WORK REQUEST. Scan the data below for the string "status". Copy every line where it appears.

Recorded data
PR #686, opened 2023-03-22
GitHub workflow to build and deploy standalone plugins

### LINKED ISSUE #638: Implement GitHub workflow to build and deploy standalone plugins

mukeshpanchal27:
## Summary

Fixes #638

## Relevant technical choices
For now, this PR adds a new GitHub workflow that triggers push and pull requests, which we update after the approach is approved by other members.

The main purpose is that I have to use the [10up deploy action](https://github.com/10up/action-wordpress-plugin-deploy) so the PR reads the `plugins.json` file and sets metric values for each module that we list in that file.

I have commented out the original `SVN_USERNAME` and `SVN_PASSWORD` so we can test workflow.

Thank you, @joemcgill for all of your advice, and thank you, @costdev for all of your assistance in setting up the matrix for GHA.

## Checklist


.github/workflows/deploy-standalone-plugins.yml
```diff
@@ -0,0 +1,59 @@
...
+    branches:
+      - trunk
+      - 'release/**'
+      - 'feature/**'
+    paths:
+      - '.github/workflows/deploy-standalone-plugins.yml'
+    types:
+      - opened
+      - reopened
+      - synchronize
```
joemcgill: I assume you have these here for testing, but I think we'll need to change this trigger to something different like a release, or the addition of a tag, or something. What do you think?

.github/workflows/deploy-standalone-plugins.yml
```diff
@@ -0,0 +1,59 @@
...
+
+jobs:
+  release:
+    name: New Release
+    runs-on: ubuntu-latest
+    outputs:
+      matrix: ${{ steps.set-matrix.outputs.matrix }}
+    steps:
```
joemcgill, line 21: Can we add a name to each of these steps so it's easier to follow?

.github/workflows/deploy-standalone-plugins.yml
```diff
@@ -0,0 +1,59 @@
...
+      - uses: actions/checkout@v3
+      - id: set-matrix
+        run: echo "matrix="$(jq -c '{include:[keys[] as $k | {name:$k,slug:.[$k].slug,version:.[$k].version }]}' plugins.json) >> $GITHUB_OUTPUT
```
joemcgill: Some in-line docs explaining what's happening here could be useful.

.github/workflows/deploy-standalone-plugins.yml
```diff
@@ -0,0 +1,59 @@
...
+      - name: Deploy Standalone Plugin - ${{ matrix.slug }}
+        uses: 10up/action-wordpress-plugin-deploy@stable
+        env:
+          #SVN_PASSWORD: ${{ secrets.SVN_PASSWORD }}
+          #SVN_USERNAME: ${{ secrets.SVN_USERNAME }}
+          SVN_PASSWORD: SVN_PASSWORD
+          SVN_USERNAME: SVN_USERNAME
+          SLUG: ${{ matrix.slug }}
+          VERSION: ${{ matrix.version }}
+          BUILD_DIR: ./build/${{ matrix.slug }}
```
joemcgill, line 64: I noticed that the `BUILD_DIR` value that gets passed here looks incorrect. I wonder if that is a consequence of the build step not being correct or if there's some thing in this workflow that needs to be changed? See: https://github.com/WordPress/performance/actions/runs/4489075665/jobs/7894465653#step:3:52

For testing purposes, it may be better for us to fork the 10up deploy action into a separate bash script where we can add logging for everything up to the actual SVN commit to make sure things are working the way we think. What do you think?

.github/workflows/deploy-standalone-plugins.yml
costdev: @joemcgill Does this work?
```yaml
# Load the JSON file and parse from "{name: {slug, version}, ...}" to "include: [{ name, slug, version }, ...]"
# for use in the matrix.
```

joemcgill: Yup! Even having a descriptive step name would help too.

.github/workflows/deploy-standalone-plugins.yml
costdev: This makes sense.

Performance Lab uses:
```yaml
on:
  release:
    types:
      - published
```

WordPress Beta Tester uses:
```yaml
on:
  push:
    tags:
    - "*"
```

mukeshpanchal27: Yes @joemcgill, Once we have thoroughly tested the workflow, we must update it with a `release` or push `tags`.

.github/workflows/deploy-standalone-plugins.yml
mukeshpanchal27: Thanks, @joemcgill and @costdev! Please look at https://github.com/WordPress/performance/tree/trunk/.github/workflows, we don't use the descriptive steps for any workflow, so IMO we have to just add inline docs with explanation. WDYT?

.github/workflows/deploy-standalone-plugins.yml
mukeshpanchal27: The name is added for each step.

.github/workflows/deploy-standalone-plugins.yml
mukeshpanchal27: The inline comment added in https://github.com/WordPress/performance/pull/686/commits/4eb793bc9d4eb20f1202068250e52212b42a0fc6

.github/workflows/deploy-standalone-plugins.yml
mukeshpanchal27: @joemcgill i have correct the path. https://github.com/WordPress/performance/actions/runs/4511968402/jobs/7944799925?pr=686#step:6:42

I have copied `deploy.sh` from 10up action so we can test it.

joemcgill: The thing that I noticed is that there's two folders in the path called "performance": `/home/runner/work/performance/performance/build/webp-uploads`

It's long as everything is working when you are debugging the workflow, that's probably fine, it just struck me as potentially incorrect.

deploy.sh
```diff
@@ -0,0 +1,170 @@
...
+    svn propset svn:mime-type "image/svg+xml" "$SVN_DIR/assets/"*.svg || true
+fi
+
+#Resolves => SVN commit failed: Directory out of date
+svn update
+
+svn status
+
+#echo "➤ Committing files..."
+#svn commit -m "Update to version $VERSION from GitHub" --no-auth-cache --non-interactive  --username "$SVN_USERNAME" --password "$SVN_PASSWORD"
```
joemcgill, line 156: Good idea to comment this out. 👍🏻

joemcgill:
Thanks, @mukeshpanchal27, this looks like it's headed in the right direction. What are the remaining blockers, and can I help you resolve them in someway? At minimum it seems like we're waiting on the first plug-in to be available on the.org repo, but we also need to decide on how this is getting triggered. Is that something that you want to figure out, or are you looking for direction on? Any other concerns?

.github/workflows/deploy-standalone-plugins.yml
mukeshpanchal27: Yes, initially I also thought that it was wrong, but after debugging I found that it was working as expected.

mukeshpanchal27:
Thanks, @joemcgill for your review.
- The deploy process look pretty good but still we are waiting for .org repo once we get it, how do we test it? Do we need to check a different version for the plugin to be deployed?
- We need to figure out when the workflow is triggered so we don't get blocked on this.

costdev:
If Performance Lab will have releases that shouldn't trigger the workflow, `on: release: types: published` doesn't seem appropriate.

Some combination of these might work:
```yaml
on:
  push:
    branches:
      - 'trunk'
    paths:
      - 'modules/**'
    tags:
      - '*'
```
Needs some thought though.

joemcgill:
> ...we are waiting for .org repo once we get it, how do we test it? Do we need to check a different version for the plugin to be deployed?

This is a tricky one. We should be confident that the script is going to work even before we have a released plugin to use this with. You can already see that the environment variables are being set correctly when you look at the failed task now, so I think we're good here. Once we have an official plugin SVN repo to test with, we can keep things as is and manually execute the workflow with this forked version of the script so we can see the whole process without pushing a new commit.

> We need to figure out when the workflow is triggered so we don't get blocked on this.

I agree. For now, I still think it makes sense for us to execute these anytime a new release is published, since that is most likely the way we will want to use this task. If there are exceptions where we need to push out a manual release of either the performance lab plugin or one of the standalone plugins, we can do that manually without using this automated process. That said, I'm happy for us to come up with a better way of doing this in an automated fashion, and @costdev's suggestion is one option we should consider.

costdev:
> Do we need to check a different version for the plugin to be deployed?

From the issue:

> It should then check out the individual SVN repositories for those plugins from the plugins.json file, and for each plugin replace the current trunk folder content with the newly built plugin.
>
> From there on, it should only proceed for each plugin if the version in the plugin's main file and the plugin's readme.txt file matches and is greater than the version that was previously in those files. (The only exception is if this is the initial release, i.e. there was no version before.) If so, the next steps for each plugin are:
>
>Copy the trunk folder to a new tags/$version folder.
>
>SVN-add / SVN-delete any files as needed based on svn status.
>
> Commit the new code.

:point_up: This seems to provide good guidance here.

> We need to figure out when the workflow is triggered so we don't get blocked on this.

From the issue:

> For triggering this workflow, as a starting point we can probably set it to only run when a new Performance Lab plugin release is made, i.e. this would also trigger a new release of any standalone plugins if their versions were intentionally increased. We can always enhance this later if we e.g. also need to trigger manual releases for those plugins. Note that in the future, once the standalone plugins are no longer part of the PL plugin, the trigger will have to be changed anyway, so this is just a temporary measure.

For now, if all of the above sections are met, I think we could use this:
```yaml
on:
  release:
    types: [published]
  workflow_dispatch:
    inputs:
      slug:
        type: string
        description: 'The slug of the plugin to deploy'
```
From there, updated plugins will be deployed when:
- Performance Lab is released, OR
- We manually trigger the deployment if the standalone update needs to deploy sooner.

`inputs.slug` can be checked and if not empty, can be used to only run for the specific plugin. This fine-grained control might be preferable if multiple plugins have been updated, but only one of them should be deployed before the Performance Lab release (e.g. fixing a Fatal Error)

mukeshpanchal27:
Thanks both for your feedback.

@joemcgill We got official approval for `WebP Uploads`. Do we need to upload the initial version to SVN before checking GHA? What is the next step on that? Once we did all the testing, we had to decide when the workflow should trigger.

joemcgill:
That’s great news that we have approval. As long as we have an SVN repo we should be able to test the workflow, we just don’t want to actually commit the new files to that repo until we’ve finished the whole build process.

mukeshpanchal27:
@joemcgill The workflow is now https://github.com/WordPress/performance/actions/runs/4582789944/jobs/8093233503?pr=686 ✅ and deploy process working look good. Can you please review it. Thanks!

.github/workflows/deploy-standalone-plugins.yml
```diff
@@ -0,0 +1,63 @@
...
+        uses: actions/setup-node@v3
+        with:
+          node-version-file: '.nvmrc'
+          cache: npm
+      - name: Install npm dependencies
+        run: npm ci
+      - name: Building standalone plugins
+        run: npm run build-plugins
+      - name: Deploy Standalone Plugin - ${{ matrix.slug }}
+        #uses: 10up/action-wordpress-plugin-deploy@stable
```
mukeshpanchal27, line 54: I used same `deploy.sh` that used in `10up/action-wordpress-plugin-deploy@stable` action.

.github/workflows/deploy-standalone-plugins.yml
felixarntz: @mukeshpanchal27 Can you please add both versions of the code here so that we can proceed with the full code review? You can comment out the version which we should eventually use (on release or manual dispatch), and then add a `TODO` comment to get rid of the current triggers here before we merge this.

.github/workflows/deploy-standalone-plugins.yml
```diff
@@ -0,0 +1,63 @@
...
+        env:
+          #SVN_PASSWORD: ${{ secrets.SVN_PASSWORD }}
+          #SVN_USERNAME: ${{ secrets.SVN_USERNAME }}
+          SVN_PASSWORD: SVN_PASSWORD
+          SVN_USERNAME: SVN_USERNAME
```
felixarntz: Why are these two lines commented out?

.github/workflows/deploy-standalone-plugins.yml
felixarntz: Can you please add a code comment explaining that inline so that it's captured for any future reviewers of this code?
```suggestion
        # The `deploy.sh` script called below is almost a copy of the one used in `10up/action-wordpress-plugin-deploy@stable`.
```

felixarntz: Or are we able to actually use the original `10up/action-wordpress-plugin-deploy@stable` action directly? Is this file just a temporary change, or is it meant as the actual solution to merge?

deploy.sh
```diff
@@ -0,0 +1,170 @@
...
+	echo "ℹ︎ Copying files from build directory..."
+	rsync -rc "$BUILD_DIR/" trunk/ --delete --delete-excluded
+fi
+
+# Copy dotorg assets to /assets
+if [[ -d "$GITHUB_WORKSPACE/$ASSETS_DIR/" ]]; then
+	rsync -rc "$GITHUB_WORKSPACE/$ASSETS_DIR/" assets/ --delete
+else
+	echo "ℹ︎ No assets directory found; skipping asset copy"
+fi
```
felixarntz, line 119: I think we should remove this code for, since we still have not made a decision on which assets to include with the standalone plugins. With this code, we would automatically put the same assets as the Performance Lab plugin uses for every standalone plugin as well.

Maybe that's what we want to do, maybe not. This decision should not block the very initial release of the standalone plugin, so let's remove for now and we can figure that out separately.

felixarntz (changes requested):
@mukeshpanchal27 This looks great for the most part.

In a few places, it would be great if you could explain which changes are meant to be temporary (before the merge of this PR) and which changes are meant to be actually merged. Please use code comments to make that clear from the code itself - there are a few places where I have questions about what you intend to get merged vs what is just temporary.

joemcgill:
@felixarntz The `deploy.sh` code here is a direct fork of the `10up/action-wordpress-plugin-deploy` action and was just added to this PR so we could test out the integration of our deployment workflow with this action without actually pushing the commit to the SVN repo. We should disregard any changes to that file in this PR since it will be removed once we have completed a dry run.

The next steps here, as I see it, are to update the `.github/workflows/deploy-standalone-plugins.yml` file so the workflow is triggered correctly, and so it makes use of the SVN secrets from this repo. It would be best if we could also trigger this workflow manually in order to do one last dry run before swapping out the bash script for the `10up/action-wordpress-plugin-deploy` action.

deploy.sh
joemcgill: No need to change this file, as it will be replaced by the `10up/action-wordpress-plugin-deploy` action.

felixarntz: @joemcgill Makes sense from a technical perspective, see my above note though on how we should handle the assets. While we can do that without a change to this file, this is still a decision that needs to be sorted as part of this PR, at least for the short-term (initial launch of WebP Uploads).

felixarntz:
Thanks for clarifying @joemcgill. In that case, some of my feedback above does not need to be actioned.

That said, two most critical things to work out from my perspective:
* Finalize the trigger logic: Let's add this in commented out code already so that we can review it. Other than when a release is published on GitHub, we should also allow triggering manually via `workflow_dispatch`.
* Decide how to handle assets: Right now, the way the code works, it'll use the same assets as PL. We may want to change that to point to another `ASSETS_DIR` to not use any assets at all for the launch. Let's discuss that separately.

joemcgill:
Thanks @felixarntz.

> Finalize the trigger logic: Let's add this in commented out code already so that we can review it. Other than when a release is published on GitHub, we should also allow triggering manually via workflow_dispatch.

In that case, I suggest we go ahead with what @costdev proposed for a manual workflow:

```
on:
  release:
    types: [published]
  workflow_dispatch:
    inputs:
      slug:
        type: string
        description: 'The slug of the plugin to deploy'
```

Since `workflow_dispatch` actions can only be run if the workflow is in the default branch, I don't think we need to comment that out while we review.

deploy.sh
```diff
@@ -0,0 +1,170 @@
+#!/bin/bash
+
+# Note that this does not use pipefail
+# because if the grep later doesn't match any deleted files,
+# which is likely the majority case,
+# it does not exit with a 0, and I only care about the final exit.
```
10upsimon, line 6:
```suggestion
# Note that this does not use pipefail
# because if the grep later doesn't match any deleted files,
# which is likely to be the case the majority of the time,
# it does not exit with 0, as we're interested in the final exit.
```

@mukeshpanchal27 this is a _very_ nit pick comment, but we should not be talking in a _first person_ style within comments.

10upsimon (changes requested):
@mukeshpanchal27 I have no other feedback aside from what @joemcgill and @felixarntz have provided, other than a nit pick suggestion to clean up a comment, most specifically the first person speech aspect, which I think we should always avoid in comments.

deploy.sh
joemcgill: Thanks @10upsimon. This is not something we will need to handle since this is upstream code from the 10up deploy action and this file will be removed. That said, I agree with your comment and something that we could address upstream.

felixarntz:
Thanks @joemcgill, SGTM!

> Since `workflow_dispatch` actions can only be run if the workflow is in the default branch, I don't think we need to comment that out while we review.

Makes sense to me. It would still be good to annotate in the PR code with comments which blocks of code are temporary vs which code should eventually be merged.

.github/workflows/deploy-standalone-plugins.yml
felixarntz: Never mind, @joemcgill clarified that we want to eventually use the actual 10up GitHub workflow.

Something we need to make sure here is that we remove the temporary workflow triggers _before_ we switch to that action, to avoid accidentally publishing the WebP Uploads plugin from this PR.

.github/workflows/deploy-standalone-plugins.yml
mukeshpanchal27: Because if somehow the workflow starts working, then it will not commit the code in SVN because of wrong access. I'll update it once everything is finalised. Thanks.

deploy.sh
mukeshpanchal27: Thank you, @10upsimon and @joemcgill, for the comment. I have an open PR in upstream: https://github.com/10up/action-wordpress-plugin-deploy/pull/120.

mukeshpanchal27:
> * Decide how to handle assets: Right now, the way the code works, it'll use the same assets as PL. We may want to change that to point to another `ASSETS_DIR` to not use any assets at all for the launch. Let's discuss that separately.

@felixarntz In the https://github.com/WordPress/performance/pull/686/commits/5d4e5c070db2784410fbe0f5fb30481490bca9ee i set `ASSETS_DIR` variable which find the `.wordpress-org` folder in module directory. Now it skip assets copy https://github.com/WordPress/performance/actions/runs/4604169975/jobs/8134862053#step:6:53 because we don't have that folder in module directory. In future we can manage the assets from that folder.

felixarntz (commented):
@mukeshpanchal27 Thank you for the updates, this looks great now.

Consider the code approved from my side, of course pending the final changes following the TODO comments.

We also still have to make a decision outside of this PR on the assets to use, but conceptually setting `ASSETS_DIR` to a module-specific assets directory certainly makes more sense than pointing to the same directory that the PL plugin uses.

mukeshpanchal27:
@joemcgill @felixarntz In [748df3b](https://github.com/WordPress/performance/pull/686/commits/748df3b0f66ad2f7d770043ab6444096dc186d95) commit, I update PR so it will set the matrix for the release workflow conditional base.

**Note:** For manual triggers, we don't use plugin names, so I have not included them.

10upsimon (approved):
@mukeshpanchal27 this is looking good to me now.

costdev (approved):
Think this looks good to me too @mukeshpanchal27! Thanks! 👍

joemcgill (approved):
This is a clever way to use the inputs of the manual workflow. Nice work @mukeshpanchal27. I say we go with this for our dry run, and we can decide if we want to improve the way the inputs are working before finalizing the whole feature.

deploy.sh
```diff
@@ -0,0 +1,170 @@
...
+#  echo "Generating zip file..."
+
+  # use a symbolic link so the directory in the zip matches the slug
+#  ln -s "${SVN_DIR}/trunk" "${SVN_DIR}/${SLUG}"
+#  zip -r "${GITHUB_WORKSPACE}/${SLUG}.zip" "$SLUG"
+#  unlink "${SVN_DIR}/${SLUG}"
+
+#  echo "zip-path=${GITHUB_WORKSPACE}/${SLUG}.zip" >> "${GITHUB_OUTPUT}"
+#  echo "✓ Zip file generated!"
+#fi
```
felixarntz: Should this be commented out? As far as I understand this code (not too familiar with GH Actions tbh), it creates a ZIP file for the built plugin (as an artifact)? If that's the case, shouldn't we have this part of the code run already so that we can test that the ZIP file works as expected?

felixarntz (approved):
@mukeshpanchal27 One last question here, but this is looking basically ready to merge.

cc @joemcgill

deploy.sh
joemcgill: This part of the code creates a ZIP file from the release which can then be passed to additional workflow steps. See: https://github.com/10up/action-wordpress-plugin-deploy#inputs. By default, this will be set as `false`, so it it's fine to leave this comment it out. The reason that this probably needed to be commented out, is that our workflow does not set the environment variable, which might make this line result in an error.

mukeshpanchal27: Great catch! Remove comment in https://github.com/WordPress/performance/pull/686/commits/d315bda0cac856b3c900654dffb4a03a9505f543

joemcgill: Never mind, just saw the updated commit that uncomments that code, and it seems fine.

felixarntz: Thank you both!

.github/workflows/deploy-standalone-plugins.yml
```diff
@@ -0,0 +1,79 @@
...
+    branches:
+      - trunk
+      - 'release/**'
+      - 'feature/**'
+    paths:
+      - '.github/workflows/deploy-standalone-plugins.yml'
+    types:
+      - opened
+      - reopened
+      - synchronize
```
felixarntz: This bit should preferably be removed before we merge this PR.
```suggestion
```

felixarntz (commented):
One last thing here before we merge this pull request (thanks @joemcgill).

SOLUTION FOR THIS EXERCISE.
+svn status
>SVN-add / SVN-delete any files as needed based on svn status.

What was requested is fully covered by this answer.